The economy can "fall apart" in a few different ways - One way would be for the dollar to become debased through further inflation, the economy could contract into a massive depression (in which case all asset classes would fall in price) or there could be a "SHTF" Shit Hits the Fan total collapse scenario with food shortages, martial law, etc.
The reason people like gold is that is has been ackowledged by the world as a store of value for thousands of years. Dig up an old sunken ship from the 1800s and the gold in its treasure has retained the same value as it did when it sunk. The paper money used back then is now worthless. Three thousand year old gold is as good as new, whereas paper money all eventually becomes worthless.
Throughout history, all governments (as in ALL, every single one) have used debasement of their paper currencies as a way to pay for ever expanding debt. Inflation started back in ancient Athens by mixing cheap metals into gold coins) Rome blew up their economy through debasement as well.
So the inevitable course of money (especially paper "fiat" money not tied to a tangible asset) is to lose value over time until it is replaced by something else. The Pound Sterling has lost 98.6 percent of its purchasing power since its inception in the late 1600s. The US dollar has lost 98 percent since the year 1900.

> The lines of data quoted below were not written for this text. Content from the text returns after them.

PR #37, opened 2020-08-25
Us118249/org unit filter v2

johngwilkinson:
Quality Notes
* functional
  * test selection in tree and search results
    * confirmed filters applied as expected
    * confirmed tree is updated as expected (children and parents marked selected, indeterminate, or unselected)
  * chrome, ff, edgacy, edgium
  * test on demo app and dev lms via BSI
* security: n/a
* performance: renders only the part of the tree that's expanded
* devops: n/a
* ux/docs: demoed to Kevin


components/tree-filter.js
```diff
@@ -0,0 +1,261 @@
...
+	}
+
+	get selected() {
+		return this.tree.selected;
+	}
+
+	/**
+	 * @returns {Promise} - resolves when all tree-selector-nodes, recursively, have finished updating
+	 */
+	get treeUpdateComplete() {
```
johngwilkinson, line 165: This was needed to get the dropdown to resize properly. Without waiting for the whole tree to render, the dropdown would sometimes resize too soon and cut off some of the content.

johngwilkinson:
The main change here was to separate the data model (`Tree`) from the rendering classes (tree-selector and tree-selector-node) so that whether the user interacts with the search results list or the tree, the updates are handled in exactly the same way.

This made it possible to add search as a separate div of nodes that match the search string.

components/ou-filter.js
```diff
@@ -91,19 +54,20 @@ class OuFilter extends Localizer(MobxLitElement) {
...
+		const tree = {};
+		this.data.serverData.orgUnits
+			.filter(x => x[TYPE] !== this.data.serverData.semesterTypeId)
+			.forEach(x => {
+				tree[x[ID]] = [...x, [], 'none', false];
+			});
 
 		// fill in arrays of children, so we can look up both parents and children directly
-		this.data.serverData.orgUnits.forEach(x => x[PARENTS].forEach(y => y !== 0 && this._tree[y][CHILDREN].push(x[ID])));
+		Object.values(tree).forEach(x => x[PARENTS].forEach(y => tree[y] && tree[y][CHILDREN].push(x[ID])));
```
bemailloux, line 68: This is pretty hard to read, so I think it's worth moving to a named function. Want to make sure my understanding is correct: it looks like maps each orgUnitId to its immediate children?

components/tree-filter.js
```diff
@@ -0,0 +1,261 @@
...
+export const PARENTS = 3;
+export const CHILDREN = 4;
+export const STATE = 5;
+export const OPEN = 6;
+
+export class Tree {
+	/**
+	 * @param tree - a map from ids to arrays, each of which has fields defined by the above constants; may be modified at any time
+	 * @param selectedIds - array of ids which are selected initially (won't be modified)
+	 * @param leafTypes - array of values in the TYPE column; nodes of these types cannot be expanded
```
bemailloux, line 22: What's the reason for making this an array instead of a single value?

components/tree-filter.js
```diff
@@ -0,0 +1,261 @@
...
+	}
+
+	get selected() {
+		return this._getSelected(this.rootId);
+	}
+
+	getChildren(id) {
+		// coming soon: handle truncation case (getChildren has a callback which calls LMS)
+		if (!id) id = this.rootId;
+		if (!id) return [];
```
bemailloux, line 42: What is this condition needed for? I'm not sure what the situation is when `rootId` doesn't exist.

components/tree-filter.js
```diff
@@ -0,0 +1,261 @@
...
+			.sort((a, b) => this._nameForSort(a).localeCompare(this._nameForSort(b)));
+	}
+
+	setOpen(id, isOpen) {
+		this.tree[id][OPEN] = isOpen;
+	}
+
+	getMatching(searchString) {
+		return Object.values(this.tree).filter(x =>
+			!this._isRoot(x) && this._nameForSort(x) && this._nameForSort(x).toLowerCase().includes(searchString.toLowerCase())
```
bemailloux, line 55: `nit` the `_nameForSort` calculation could be stored in a variable. Also, it would be very weird if an orgUnit didn't have either an ID or a name. Is that check to guard against the "id=0" pseudo-orgUnit?

components/tree-filter.js
```diff
@@ -0,0 +1,261 @@
...
+		return this.tree
+			.getChildren(id)
+			.map(x => this._renderNode(x, parentName, indentLevel + 1));
+	}
+
+	_renderNode(x, parentName, indentLevel) {
+		const isOpen = x[OPEN];
+		return html`<d2l-insights-tree-selector-node slot="tree"
+					name="${this.localize('components.tree-filter.node-name', { orgUnitName: x[NAME], id: x[ID] })}"
+					data-id="${x[ID]}"
```
bemailloux, line 209: Yay :)

components/tree-selector-node.js
```diff
@@ -195,103 +176,59 @@ class TreeSelectorNode extends Localizer(RtlMixin(LitElement)) {
...
-			{ bubbles: true, composed: false }
-		));
+	async _waitForTreeUpdateComplete() {
+		await this.updateComplete;
+		const slot = this.shadowRoot.querySelector('slot');
+		// to be sure all child nodes have been added, instead of using flatten,
+		// we recursively walk down the tree, waiting for each node's update to complete
+		if (slot) {
+			const childNodes = slot.assignedNodes({ flatten: false });
+			return Promise.all(childNodes.map(node => node.treeUpdateComplete));
```
bemailloux, line 230: I wonder if updates sometimes fail for whatever reason. If so I guess the element wouldn't render properly.

components/ou-filter.js
johngwilkinson: Yes, it fills in all the CHILDREN arrays with the ids of immediate children. I'll refactor to make it more readable.

components/tree-filter.js
johngwilkinson: Trying, where it's easy, to keep it general. Some other type of tree might have more than one leaf node type. It's just about as easy to use an array, so I did.

components/tree-filter.js
johngwilkinson: It's good to be defensive anyway, but this branch actually gets taken during the initial render before the server data is available.

components/tree-filter.js
johngwilkinson: Storing everything as a local variable is encouraged by some and frowned on by others. The performance advantage in most cases is negligible, and it makes refactoring harder by adding locals scoped over multiple lines.

Again, defensive is good, but I think you're right that ou 0 caused problems without this check.

components/tree-selector-node.js
johngwilkinson: Well, the promise would reject, which in the one use case so far would result in the dropdown content not being resized. Not sure if there's a better way to handle that sort of error, since it implies something pretty unexpected happened.

johngwilkinson:
@Vitalii-Misechko bump

Vitalii-Misechko (approved):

Thus the dollar will continue to decline in value as it has over the past 100 years. In fact the first currency we printed - the Continental - became worthless through debasement. Thats why the US constitution declares that ONLY gold and silver be used a form of money. But of course the government got around that with the Federal Reserve Act. Thanks to Nixon in the 70s, the US dollar is now backed by nothign more than America's "good credit and reputation" LOL.
So why gold and silver? Simple - they do not change in value against other asset classes, rather they remain constant over the long term. What people perceive as an increase in the price of Gold/Silver is, over the long run, simply a function of the debasement of a currency. That sounds hard to weird, but its true - an ounce of gold in 1900 had the same purchasing power as it does today. But through inflation (printing of excess amounts of currency) it takes more "dollars" to buy that same ounce of gold today.

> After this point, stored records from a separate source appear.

PR #38, opened 2020-08-26
fix demo data

johngwilkinson:


engagement-dashboard.js
```diff
@@ -21,7 +21,16 @@ async function demoData() {
...
-				records: [{ UserId: 1, OrgUnitId: 1 }, { UserId: 2, OrgUnitId: 1 }, { UserId: 2, OrgUnitId: 2 }],
+				records: [
+					[1, 100, 500],
+					[1, 200, 600],
+					[2, 200, 700],
+					[2, 300, 700],
+					[2, 400, 700],
+					[2, 500, 700],
+					[8, 200, 700],
+					[6, 600, 700]
```
bemailloux, line 32: The format is `orgUnitId, userId, roleId` but some of the role ids here are userIds in the users list. Role ids and user ids don't need to be mutually exclusive, but maybe they should be here so it's a little easier to understand the data model?

johngwilkinson:
@Vitalii-Misechko bump

Vitalii-Misechko (approved):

In a true, world ending SHTF scenario, gold might not be immediately useful (Although in other examples of economic collapse around the world through war or famine gold has always been valued. Especially when a currency collapse is the cause of the problem)
But once we move beyond a "hide in your bunker" phase back to a semblance of normal trade and commerce, history shows gold will again become useful as a store of value and a unit of money.

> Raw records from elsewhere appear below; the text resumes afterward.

PR #39, opened 2020-08-26
US118248 Refactoring, groundwork for calling server with filter params

bemailloux:
Moving some things around and renaming others. I also "de-classed" LMS and FakeLMS because I wanted to be able to use the functions statically.

Testing: 
* Still works as before on Chrome, Edge Legacy
* Hardcoding OrgUnit ids into `lms.fetchData` fetched the correctly filtered data from the server. Tested with a Department, a Course Template and a Course Offering. OU filter is updated based on `serverData.selectedOrgUnitIds`

@MykolaGalian @rohitvinnakota @hyehayes @anhill-D2L

### DIFF
--- a/engagement-dashboard.js
+++ b/engagement-dashboard.js
@@ -2,67 +2,17 @@ import './components/histogram-card.js';
 import './components/ou-filter.js';
 import './components/results-card.js';
 import './components/debug-card.js';
-import './components/insights-role-filter.js';
+import './components/role-filter.js';
 import './components/semester-filter.js';
 import './components/users-table.js';
 import './components/table.js';
 
 import { css, html, LitElement } from 'lit-element/lit-element.js';
 import { Data } from './model/data.js';
+import { fetchData } from './model/lms.js';
+import { fetchData as fetchDemoData } from './model/fake-lms.js';
 import { heading3Styles } from '@brightspace-ui/core/components/typography/styles';
 import { Localizer } from './locales/localizer';
-
-async function fetchData() {
-	const response = await fetch('/d2l/api/ap/unstable/insights/data/engagement');
-	return await response.json();
-}
-
-async function demoData() {
-	return new Promise(resolve =>
-		setTimeout(
-			() => resolve({
-				records: [
-					[1, 100, 500],
-					[1, 200, 600],
-					[2, 200, 700],
-					[2, 300, 700],
-					[2, 400, 700],
-					[2, 500, 700],
-					[8, 200, 700],
-					[6, 600, 700]
-				],
-				orgUnits: [
-					[1, 'Course 1', 3, [3, 4]],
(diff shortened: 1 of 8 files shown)


model/fake-lms.js
```diff
@@ -1,76 +1,118 @@
...
-	/**
-	 * @returns {{Identifier: string, DisplayName: string, Code: string|null}[]}
-	 */
-	async fetchRoles() {
-		const demoData = [
-			{ Identifier: '500', DisplayName: 'Administrator' },
-			{ Identifier: '600', DisplayName: 'Instructor' },
-			{ Identifier: '700', DisplayName: 'Student' }
-		];
+// adding variables here to match signature of real LMS. The filters don't actually work though.
```
bemailloux, line 1: I'd like to give these filters real behaviour. I don't think that's useful before I implement the "get data from server if necessary" though, so making the filters work here will come later.

engagement-dashboard.js
```diff
@@ -2,59 +2,18 @@ import './components/histogram-card.js';
...
-					[1100, 'JTest', 'JStudent']
-				],
-				semesterTypeId: 25,
-				selectedOrgUnitIds: [1, 2]
-			}),
-			100
-		)
-	);
-}
-
```
bemailloux, line 57: Moved to lms.js and fake-lms.js

model/data.js
```diff
@@ -53,7 +53,7 @@ export class Data {
 		// mobx will run _persist() whenever relevant state changes
 		autorun(() => this._persist());
 
-		recordProvider().then(data => {
+		recordProvider(this.selectorFilters).then(data => {
```
Vitalii-Misechko, line 56: why do you pass `this.selectorFilters` into `recordProvider`?

Vitalii-Misechko (approved):
LGTM!

model/data.js
bemailloux: It's because the function signature of `recordProvider` is actually:
```
export async function fetchData({ roleIds = [], semesterIds = [], orgUnitIds = [] });
```
So recordProvider can use the filters to make the correct query call.

If you're asking "Why do it initially in the constructor? Filters are empty" it's because in the future we will want filters to be saved across page reloads.

bemailloux:
> I don't see any real advantage of having an "lms" class over having the individual filters know how to make LMS calls, since it means they can't be re-used in other projects without including the whole LMS class.

That's fair. I don't know to what extent things from this repo will be shared in the future, so I went with the organization that I thought made the most sense considering this repo only. 

(Plus, that LMS "class" is pretty small for now - I'm hoping it stays that way)

model/data.js
Vitalii-Misechko: Thanks! I just have not recognized proper function behind `recordProvider`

Personally, I think it's wise to have as many bases covered as possible for anything from a terrorist attack to a natural disaster (earthquakes where I live) That means a firearm or two, ammo, cash, food and water and supplies (batteries, toiletries etc). We do have a lot of gold and silver bullion as well because I know that the long term value of fiat "dollars" is to go to essentially zero and my gold/silver bullion carries no counterparty risk.
When a currency gets weaker you do not want to have your wealth locked up in it. Gold/Silver or other strong currencies will be insurance. It's hard to say exactly what currencies will grow stronger since ALL the of the world uses various forms of fiat money.
Due to short term factors such as deleveraging, margin calls, foreign capital flight etc. the dollar could continue to remain strong relative to other currencies in the short - mid term. For the past 4 or 5 years the real estate market in the US was in a bubble that is now popping. Eventually prices will fall back in line with per capita income and other general asset classes. Actually, over the long term, all the asset classes generally track each other within a narrow band, In the short term they will fluctuate and bubbles will form, but eventually that bubble pops and returns to the normal range.
By the way, most people don't realize this, but even before the recent crash the DOW had DECREASED in value over 9 years since the year 2000 when measured in inflation-adjusted dollars. Large stock market numbers do not mean anything unless measured against inflation. The stock markets have been in a bear market for 10 years, but because inflation has jacked up the nominal prices, most people think the opposite.